* **Dataset entries**:
Issue #38, opened 2025-04-25
Cannot pass multiple --header arguments — only the first one is used


demonkit:
My remote MCP server requires two custom HTTP request headers:
```
token-name: xxxx
token-value: yyyy
```

I tried running the following command:

`npx mcp-remote http://127.0.0.1:8080/sse --header "token-name: xxxx" --header "token-value: yyyy"`

However, based on the output:
```
[18382] Using automatically selected callback port: 60976
[18382] Using custom headers: {"token-name":"xxxx"}
[18382] Another instance is handling authentication on port 3334
[18382] Waiting for authentication from the server on port 3334...
[18382] Querying: http://127.0.0.1:3334/wait-for-auth

```

It seems **only `token-name` is included in the custom headers**, and `token-value` is missing.

---

### ❓ My question is:
Is this expected behavior?  
Or is there an issue with how multiple `--header` options are handled?

PR #41, opened 2025-04-27
Fix: Support multiple --header arguments

demonkit:
### Fix: Support multiple --header arguments
Fixes [Cannot pass multiple --header arguments — only the first one is used #38](https://github.com/geelen/mcp-remote/issues/38)

### Changes
* Remove args.splice when parsing --header arguments.
* Allow accumulating multiple --header arguments into the headers object.

### Testing
Steps to verify:

1. Run the following command:
```

./dist/client.js http://127.0.0.1:8090/sse --header "http-header-1: xxx" --header "http-header-2: yyy" --allow-http
```

2. Confirm the output includes both headers, e.g.:
```
[86313] Using automatically selected callback port: 3333
[86313] Using custom headers: {"http-header-1":" xxx","http-header-2":" yyy"}
[86313] Connected successfully!
...
[86313] Listening for messages. Press Ctrl+C to exit.

```
### Notes
* This fixes the problem where only the first --header was recognized.
* The code now correctly parses and stores multiple headers as expected.

### DIFF
--- a/.gitignore
+++ b/.gitignore
@@ -1,3 +1,4 @@
 node_modules
 .mcp-cli
 dist
+package-lock.json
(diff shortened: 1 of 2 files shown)


geelen:
Closed by #55

PR #45, opened 2025-04-28
feat: support streamable http alongside sse

liriID:
Since sse is deprecated (see https://github.com/modelcontextprotocol/typescript-sdk/README.md), adding support for streamable http. to not make breaking changes, adding this as optional with a dedicated flag.

### DIFF
--- a/.gitignore
+++ b/.gitignore
@@ -1,3 +1,4 @@
 node_modules
 .mcp-cli
 dist
+.idea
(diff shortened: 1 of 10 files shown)


geelen:
Ah thanks but work is already under way on this in #32

It's testable under `mcp-remote@next` btw if you want to try it out. It'll try SSE first and then fall back to HTTP. Pop your findings in that PR thread, I'm hoping to get that merged in the next day or two.

PR #275, opened 2026-05-31
fix: add params:null normalization, warmup delay, and no-default-scope for Datadog/Zed compatibility

robertohuertasm:
Three patches to make mcp-remote work correctly with Datadog's MCP server when used from a Zed extension (or any stdio-only client):

- params:null normalization (P1): Zed sends JSON-RPC notifications with `"params": null`, which the MCP SDK's JSONRPCMessageSchema rejects. Introduced NormalizingStdioServerTransport (src/lib/stdio-client-transport.ts) that pipes process.stdin through a Transform stream stripping `params: null` before schema validation. proxy.ts now uses this instead of StdioServerTransport.

- Server warmup delay (P2): Datadog's Streamable HTTP endpoint needs time to initialise after the MCP handshake. mcpProxy now accepts readyDelayMs and toolsDelayMs options. The `initialize` message is always forwarded immediately; subsequent messages are held until the configured window elapses (tools/list uses toolsDelayMs, all others use readyDelayMs). Configurable via: --ready-delay-ms <ms>  / MCP_REMOTE_READY_DELAY_MS=<ms> --tools-delay-ms <ms>  / MCP_REMOTE_TOOLS_DELAY_MS=<ms>

- No-default-scope (P3): mcp-remote v0.1.38 always falls back to sending `openid email profile` as OAuth scope, which Datadog interprets as "MCP CLI Proxy will have no permissions". The --no-default-scope flag (or MCP_REMOTE_NO_DEFAULT_SCOPE=true) suppresses only this priority-6 fallback; explicit scopes from staticOAuthClientMetadata, WWW-Authenticate, PRM, client registration, or AS metadata (priorities 1-5) are unaffected.

Unit tests added for all three fixes (128 tests, 5 files, all passing). README updated with fork notice, new flag documentation, and a Datadog example configuration.

### DIFF
--- a/README.md
+++ b/README.md
@@ -1,6 +1,12 @@
-# `mcp-remote`
+# `mcp-remote` (Datadog/Zed fork)
 
-Connect an MCP Client that only supports local (stdio) servers to a Remote MCP Server, with auth support:
+Connect an MCP Client that only supports local (stdio) servers to a Remote MCP Server, with auth support.
+
+> **This is a fork of [geelen/mcp-remote](https://github.com/geelen/mcp-remote) v0.1.38** with additional patches for Datadog and Zed compatibility:
+>
+> - **`params: null` normalization** — Zed sends JSON-RPC notifications with `"params": null`, which the MCP SDK rejects. This fork normalizes them transparently before schema validation.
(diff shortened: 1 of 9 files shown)


robertohuertasm:
Sorry for this. Not intended for this repo.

* **DIRECTIONS**: Report each line in the preceding entries that holds the string "README".

* **RESULT BELOW**:
Since sse is deprecated (see https://github.com/modelcontextprotocol/typescript-sdk/README.md), adding support for streamable http. to not make breaking changes, adding this as optional with a dedicated flag.
Unit tests added for all three fixes (128 tests, 5 files, all passing). README updated with fork notice, new flag documentation, and a Datadog example configuration.
--- a/README.md
+++ b/README.md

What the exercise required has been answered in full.